For classification FASTAs (all except `unknown.fa`), each record uses:

```text
> referencePeptide | TranscriptID | nucleotide coordinate on transcript | uORF/intORF/dORF/lncRNA/CDS
queryPeptide
```

- **referencePeptide**: matched reference peptide sequence (substring from the reference proteome/ORF; same length as the query)
- **TranscriptID**: transcript identifier (for alternative ORFs, this is the underlying transcript)
- **nucleotide coordinate on transcript**: 1‑based transcript coordinate of the peptide start codon (frame‑aware for alternative ORFs)
- **uORF/intORF/dORF/lncRNA/CDS**:
  - `CDS` for canonical proteome / alternative splicing / neoantigen hits
  - `uORF`, `intORF`, `dORF`, `lncRNA` for alternative ORF hits

Example:

```text
> GILGFVFTL | ENST00000335137.4 | 1234 | CDS
GILGFVFTL
```

`unknown.fa` uses the original peptide IDs and sequences without additional fields.

### `pieChart.tsv`

A tab‑separated summary file with one line per category:

```text
Category    Count
canonical   123
alternativeSplicing 45
neoantigen  7
alternativeReadingFrame 32
aminoAcidMismatch 10
unknown     83
```

### `pieChart.pdf`

A pie chart illustrating the fraction of peptides in each category is saved as `pieChart.pdf`.

---

## Database reuse and performance tips

- **Reuse databases**  
  Use `--database-path` to reuse a database directory containing the required FASTA files.
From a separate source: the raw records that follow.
PR #4603, opened 2017-07-14
Suggest fix for missing deps in error message

m-renaud:
A common reason for `cabal configure` to fail with the "Encountered missing dependencies: ..." error is forgetting to run `cabal install` beforehand. This change improves the error message by suggesting a fix for the problem.

**Previous error:**

```
$ cabal configure
Resolving dependencies...
<snip>
cabal: Encountered missing dependencies:
turtle -any
```

**New error:**

```
$ cabal configure
Resolving dependencies...
<snip>
cabal: Encountered missing dependencies:
turtle -any
Have you run 'cabal install'?
```

**Testing:**
* cabal-testsuite/PackageTests/ConfigureComponent/SubLib/setup-explicit-fail.out has been updated for the new error message.

### DIFF
--- a/Cabal/Distribution/Simple/Configure.hs
+++ b/Cabal/Distribution/Simple/Configure.hs
@@ -910,6 +910,7 @@ configureFinalizedPackage verbosity cfg enabled
                      ++ (render . nest 4 . sep . punctuate comma
                                 . map (disp . simplifyDependency)
                                 $ missing)
+                     ++ "\nHave you run 'cabal install'?"
 
     -- add extra include/lib dirs as specified in cfg
     -- we do it here so that those get checked too
--- a/cabal-testsuite/PackageTests/ConfigureComponent/SubLib/setup-explicit-fail.out
+++ b/cabal-testsuite/PackageTests/ConfigureComponent/SubLib/setup-explicit-fail.out
@@ -11,3 +11,4 @@ Registering library 'sublib' for Lib-0.1.0.0..
 Configuring executable 'exe' for Lib-0.1.0.0..
 setup: Encountered missing dependencies:
     sublib -any
+Have you run 'cabal install'?


ivan-m:
I would have something more like `cabal install --dependencies-only` (possibly with testing and benchmark options enabled).

BardurArantsson:
I'm a bit torn on this since "install" will *currently* likely not do what the user *really* wants which is to have a sandbox (or, eventually, use new-build, but at *that* point it'll be fine to just "cabal install", I think?).

Btw, please squash these two commits -- they are really a single logical "unit".

m-renaud:
> cabal install --dependencies-only

Good idea, I'll add `--dependencies-only`. I'm thinking maybe omit testing and benchmark since the prompt to run install will probably be enough to get things working and they can run reinstall with benchmarks and testing later if need be. WDYT?

> since "install" will currently likely not do what the user really wants which is to have a sandbox

Ah, I was operating under the assumption that they were already in a sandbox.

I usually run into this error when I added a new dependency to my .cabal file. If you run `cabal build` (which indirectly runs configuration if your cabal file has changed) then it fails with the missing dependency error, even if you're in a sandbox.

> please squash these two commits

Will do.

- **Persistent fast indices**  
  DarkProfiler builds on‑disk indices (`*.idx/`) for fast peptide lookup with Hamming distance ≤ 2 using a pigeonhole (seed‑and‑verify) strategy.
  When an index directory exists, it is reused automatically.

- **Multi‑threading**  
  Increase `--num-threads` to speed up peptide search / verification on multi‑core machines.

---

## Troubleshooting

**Unsupported reference**

- The reference must be one of `hg19`, `hg38`, `mm10`, `mm39`.

**Missing genome files**

- Run `darkprofiler download <reference>` in the same environment.

**Large runtime**

- Increase `--num-threads`.
- Use `-k/--hamming 0` for exact matching only when appropriate.
- Reuse databases and indices between runs.

---

## License

DarkProfiler is released under the **MIT License**.

---

## Citation

If you use DarkProfiler in a scientific publication, please cite it as:

(Updated citation information will be provided once an associated preprint or manuscript is available.)